Response feedback and flagging
Stay tuned: Support for end user feedback (following an inference) and optional external feedback (i.e.expert feedback/flagging etc.) is coming.
Checkout repo:
gh repo clone prompton/prompton
cd prompton/server # workdir needs to be server folder for these instructions
Install just
brew install just
Install packages with:
cd server
just install
Create your local .env
See: .env.example
Launch MongDB:
just devdb-up
The launched container provides:
MongoDB instance on localhost:27017
with the username/password set in your .env
It stores data in .mongo-data
folder. DB is initialised with scripts in mongo-init-docker-dev folder at first run.

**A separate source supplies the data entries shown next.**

PR #4046, opened 2025-12-09
Use proper constants for ansi colors

daandemeyer:
I was playing around with mypyc again and it did not like class attributes like the Style ones. While mypyc ended up not working for other reasons, let's switch to something it is happy with which is just regular constants named identically to how they're named in systemd. It's arguably not uglier than the Style namespace class.

### DIFF
--- a/mkosi/sandbox.py
+++ b/mkosi/sandbox.py
@@ -142,19 +142,18 @@ def terminal_is_dumb() -> bool:
     return not sys.stdout.isatty() or not sys.stderr.isatty() or os.getenv("TERM", "") == "dumb"
 
 
-class Style:
-    # fmt: off
-    bold: str   = "\033[0;1;39m"     if not terminal_is_dumb() else ""
-    blue: str   = "\033[0;1;34m"     if not terminal_is_dumb() else ""
-    gray: str   = "\033[0;38;5;245m" if not terminal_is_dumb() else ""
-    red: str    = "\033[31;1m"       if not terminal_is_dumb() else ""
-    yellow: str = "\033[33;1m"       if not terminal_is_dumb() else ""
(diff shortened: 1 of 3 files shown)


mkosi/sandbox.py
```diff
@@ -142,19 +142,18 @@ def terminal_is_dumb() -> bool:
...
-    yellow: str = "\033[33;1m"       if not terminal_is_dumb() else ""
-    reset: str  = "\033[0m"          if not terminal_is_dumb() else ""
-    # fmt: on
+# fmt: off
+ANSI_BOLD:   str = "\033[0;1;39m"     if not terminal_is_dumb() else ""
+ANSI_BLUE:   str = "\033[0;1;34m"     if not terminal_is_dumb() else ""
+ANSI_GRAY:   str = "\033[0;38;5;245m" if not terminal_is_dumb() else ""
+ANSI_RED:    str = "\033[31;1m"       if not terminal_is_dumb() else ""
+ANSI_YELLOW: str = "\033[33;1m"       if not terminal_is_dumb() else ""
+ANSI_RESET:  str = "\033[0m"          if not terminal_is_dumb() else ""
```
behrmann: I just checked and this seems to allow us to drop the annotation
```suggestion
ANSI_BOLD   = "\033[0;1;39m"     if not terminal_is_dumb() else ""
ANSI_BLUE   = "\033[0;1;34m"     if not terminal_is_dumb() else ""
ANSI_GRAY   = "\033[0;38;5;245m" if not terminal_is_dumb() else ""
ANSI_RED    = "\033[31;1m"       if not terminal_is_dumb() else ""
ANSI_YELLOW = "\033[33;1m"       if not terminal_is_dumb() else ""
ANSI_RESET  = "\033[0m"          if not terminal_is_dumb() else ""
```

Mongo Express on http://localhost:8081
Stop DB container:just devdb-down
Purge DB and re-initialise: just devdb-init-purge
If you want to connect to other instance instead of the dev container then configure your .env
Run the server
just run
Running server in container if you need to test the container or you want to deploy it yourself:
docker build -t prompton-api-server:dev .
docker run --env-file .env -it -p 8080:8080 prompton-api-server:dev
just test
just test-quick # if you want to cut a few secs by skipping slower tests (password hasing etc.)
Set your .env
based on .env.example
Optional: if you only have admin role db user create one for the api with only readWrite acces. Manually or use this script:
poetry run python -m scripts.db_init_add_api_user
Create initial org and SuperAdmin user
poetry run python -m scripts.db_init_indexes_and_first_user
This project is licensed under the GNU Affero General Public License v3.0 license - see the LICENSE file for details.